Stored data entries:
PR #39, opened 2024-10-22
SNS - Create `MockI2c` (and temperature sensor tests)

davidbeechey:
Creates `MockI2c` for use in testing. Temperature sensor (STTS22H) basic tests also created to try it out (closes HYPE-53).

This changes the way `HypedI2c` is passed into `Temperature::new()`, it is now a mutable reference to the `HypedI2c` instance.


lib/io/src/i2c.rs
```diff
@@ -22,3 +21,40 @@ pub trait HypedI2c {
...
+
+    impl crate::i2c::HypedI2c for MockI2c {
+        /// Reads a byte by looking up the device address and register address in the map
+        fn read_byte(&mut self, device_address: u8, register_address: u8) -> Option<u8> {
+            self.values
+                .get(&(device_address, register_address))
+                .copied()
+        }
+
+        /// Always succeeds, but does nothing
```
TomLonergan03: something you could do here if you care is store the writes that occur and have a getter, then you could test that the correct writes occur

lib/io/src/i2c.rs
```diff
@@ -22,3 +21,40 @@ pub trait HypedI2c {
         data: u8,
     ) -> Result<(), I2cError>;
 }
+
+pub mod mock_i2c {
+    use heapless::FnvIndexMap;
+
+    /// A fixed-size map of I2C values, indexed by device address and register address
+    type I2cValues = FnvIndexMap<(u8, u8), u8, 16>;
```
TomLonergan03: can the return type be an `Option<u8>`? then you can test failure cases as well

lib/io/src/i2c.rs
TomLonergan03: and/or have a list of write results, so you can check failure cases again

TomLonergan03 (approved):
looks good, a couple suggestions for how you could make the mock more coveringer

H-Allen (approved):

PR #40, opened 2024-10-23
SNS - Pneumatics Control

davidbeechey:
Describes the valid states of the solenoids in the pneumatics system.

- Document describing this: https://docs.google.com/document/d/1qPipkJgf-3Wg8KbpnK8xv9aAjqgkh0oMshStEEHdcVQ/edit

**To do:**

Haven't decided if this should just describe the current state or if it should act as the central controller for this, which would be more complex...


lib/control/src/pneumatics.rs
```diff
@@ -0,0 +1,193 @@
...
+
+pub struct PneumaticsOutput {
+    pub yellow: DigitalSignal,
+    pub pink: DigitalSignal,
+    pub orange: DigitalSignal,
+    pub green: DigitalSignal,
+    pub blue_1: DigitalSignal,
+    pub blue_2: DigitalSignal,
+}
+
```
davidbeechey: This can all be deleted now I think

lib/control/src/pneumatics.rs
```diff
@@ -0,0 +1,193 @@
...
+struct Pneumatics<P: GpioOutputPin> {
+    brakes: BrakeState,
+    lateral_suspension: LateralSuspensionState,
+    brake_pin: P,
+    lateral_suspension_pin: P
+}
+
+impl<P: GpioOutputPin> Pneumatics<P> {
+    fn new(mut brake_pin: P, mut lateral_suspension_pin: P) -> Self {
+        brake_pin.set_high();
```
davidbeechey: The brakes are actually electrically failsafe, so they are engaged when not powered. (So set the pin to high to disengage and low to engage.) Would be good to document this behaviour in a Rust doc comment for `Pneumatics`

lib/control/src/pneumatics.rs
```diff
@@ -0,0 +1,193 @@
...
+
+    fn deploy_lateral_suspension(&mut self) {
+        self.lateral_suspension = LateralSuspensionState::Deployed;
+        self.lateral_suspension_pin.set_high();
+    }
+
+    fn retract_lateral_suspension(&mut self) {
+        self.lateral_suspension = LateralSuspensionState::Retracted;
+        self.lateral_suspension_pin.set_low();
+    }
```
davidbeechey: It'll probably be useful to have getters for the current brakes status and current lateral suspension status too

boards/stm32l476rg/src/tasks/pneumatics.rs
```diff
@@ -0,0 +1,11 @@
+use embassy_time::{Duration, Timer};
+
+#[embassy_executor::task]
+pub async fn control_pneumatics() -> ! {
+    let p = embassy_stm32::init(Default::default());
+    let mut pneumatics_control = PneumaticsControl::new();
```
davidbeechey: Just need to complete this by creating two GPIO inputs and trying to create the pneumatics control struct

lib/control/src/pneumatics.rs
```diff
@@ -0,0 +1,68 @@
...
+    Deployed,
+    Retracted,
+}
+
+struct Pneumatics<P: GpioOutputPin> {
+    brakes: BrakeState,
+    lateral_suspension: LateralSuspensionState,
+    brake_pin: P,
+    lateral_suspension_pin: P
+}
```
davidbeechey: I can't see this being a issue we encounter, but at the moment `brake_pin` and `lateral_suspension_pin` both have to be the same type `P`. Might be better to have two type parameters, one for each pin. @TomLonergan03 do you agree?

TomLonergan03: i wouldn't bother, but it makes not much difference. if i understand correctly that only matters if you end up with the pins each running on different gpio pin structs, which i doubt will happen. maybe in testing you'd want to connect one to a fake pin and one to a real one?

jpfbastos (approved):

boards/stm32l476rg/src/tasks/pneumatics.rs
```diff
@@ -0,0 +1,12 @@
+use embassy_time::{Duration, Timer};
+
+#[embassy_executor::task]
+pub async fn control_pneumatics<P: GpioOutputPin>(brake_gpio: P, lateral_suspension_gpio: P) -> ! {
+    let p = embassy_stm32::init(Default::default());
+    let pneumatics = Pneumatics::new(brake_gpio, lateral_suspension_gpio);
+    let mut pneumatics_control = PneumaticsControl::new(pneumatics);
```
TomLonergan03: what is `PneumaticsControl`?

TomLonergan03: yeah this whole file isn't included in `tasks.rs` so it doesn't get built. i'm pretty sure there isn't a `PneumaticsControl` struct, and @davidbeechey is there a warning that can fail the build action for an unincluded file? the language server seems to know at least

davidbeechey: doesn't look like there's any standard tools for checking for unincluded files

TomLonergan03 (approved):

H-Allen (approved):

### Your assignment
What is needed is an exact reproduction of the data.

### Reply to the task
PR #39, opened 2024-10-22
SNS - Create `MockI2c` (and temperature sensor tests)

davidbeechey:
Creates `MockI2c` for use in testing. Temperature sensor (STTS22H) basic tests also created to try it out (closes HYPE-53).

This changes the way `HypedI2c` is passed into `Temperature::new()`, it is now a mutable reference to the `HypedI2c` instance.


lib/io/src/i2c.rs
```diff
@@ -22,3 +21,40 @@ pub trait HypedI2c {
...
+
+    impl crate::i2c::HypedI2c for MockI2c {
+        /// Reads a byte by looking up the device address and register address in the map
+        fn read_byte(&mut self, device_address: u8, register_address: u8) -> Option<u8> {
+            self.values
+                .get(&(device_address, register_address))
+                .copied()
+        }
+
+        /// Always succeeds, but does nothing
```
TomLonergan03: something you could do here if you care is store the writes that occur and have a getter, then you could test that the correct writes occur

lib/io/src/i2c.rs
```diff
@@ -22,3 +21,40 @@ pub trait HypedI2c {
         data: u8,
     ) -> Result<(), I2cError>;
 }
+
+pub mod mock_i2c {
+    use heapless::FnvIndexMap;
+
+    /// A fixed-size map of I2C values, indexed by device address and register address
+    type I2cValues = FnvIndexMap<(u8, u8), u8, 16>;
```
TomLonergan03: can the return type be an `Option<u8>`? then you can test failure cases as well

lib/io/src/i2c.rs
TomLonergan03: and/or have a list of write results, so you can check failure cases again

TomLonergan03 (approved):
looks good, a couple suggestions for how you could make the mock more coveringer

H-Allen (approved):

PR #40, opened 2024-10-23
SNS - Pneumatics Control

davidbeechey:
Describes the valid states of the solenoids in the pneumatics system.

- Document describing this: https://docs.google.com/document/d/1qPipkJgf-3Wg8KbpnK8xv9aAjqgkh0oMshStEEHdcVQ/edit

**To do:**

Haven't decided if this should just describe the current state or if it should act as the central controller for this, which would be more complex...


lib/control/src/pneumatics.rs
```diff
@@ -0,0 +1,193 @@
...
+
+pub struct PneumaticsOutput {
+    pub yellow: DigitalSignal,
+    pub pink: DigitalSignal,
+    pub orange: DigitalSignal,
+    pub green: DigitalSignal,
+    pub blue_1: DigitalSignal,
+    pub blue_2: DigitalSignal,
+}
+
```
davidbeechey: This can all be deleted now I think

lib/control/src/pneumatics.rs
```diff
@@ -0,0 +1,193 @@
...
+struct Pneumatics<P: GpioOutputPin> {
+    brakes: BrakeState,
+    lateral_suspension: LateralSuspensionState,
+    brake_pin: P,
+    lateral_suspension_pin: P
+}
+
+impl<P: GpioOutputPin> Pneumatics<P> {
+    fn new(mut brake_pin: P, mut lateral_suspension_pin: P) -> Self {
+        brake_pin.set_high();
```
davidbeechey: The brakes are actually electrically failsafe, so they are engaged when not powered. (So set the pin to high to disengage and low to engage.) Would be good to document this behaviour in a Rust doc comment for `Pneumatics`

lib/control/src/pneumatics.rs
```diff
@@ -0,0 +1,193 @@
...
+
+    fn deploy_lateral_suspension(&mut self) {
+        self.lateral_suspension = LateralSuspensionState::Deployed;
+        self.lateral_suspension_pin.set_high();
+    }
+
+    fn retract_lateral_suspension(&mut self) {
+        self.lateral_suspension = LateralSuspensionState::Retracted;
+        self.lateral_suspension_pin.set_low();
+    }
```
davidbeechey: It'll probably be useful to have getters for the current brakes status and current lateral suspension status too

boards/stm32l476rg/src/tasks/pneumatics.rs
```diff
@@ -0,0 +1,11 @@
+use embassy_time::{Duration, Timer};
+
+#[embassy_executor::task]
+pub async fn control_pneumatics() -> ! {
+    let p = embassy_stm32::init(Default::default());
+    let mut pneumatics_control = PneumaticsControl::new();
```
davidbeechey: Just need to complete this by creating two GPIO inputs and trying to create the pneumatics control struct

lib/control/src/pneumatics.rs
```diff
@@ -0,0 +1,68 @@
...
+    Deployed,
+    Retracted,
+}
+
+struct Pneumatics<P: GpioOutputPin> {
+    brakes: BrakeState,
+    lateral_suspension: LateralSuspensionState,
+    brake_pin: P,
+    lateral_suspension_pin: P
+}
```
davidbeechey: I can't see this being a issue we encounter, but at the moment `brake_pin` and `lateral_suspension_pin` both have to be the same type `P`. Might be better to have two type parameters, one for each pin. @TomLonergan03 do you agree?

TomLonergan03: i wouldn't bother, but it makes not much difference. if i understand correctly that only matters if you end up with the pins each running on different gpio pin structs, which i doubt will happen. maybe in testing you'd want to connect one to a fake pin and one to a real one?

jpfbastos (approved):

boards/stm32l476rg/src/tasks/pneumatics.rs
```diff
@@ -0,0 +1,12 @@
+use embassy_time::{Duration, Timer};
+
+#[embassy_executor::task]
+pub async fn control_pneumatics<P: GpioOutputPin>(brake_gpio: P, lateral_suspension_gpio: P) -> ! {
+    let p = embassy_stm32::init(Default::default());
+    let pneumatics = Pneumatics::new(brake_gpio, lateral_suspension_gpio);
+    let mut pneumatics_control = PneumaticsControl::new(pneumatics);
```
TomLonergan03: what is `PneumaticsControl`?

TomLonergan03: yeah this whole file isn't included in `tasks.rs` so it doesn't get built. i'm pretty sure there isn't a `PneumaticsControl` struct, and @davidbeechey is there a warning that can fail the build action for an unincluded file? the language server seems to know at least

davidbeechey: doesn't look like there's any standard tools for checking for unincluded files

TomLonergan03 (approved):

H-Allen (approved):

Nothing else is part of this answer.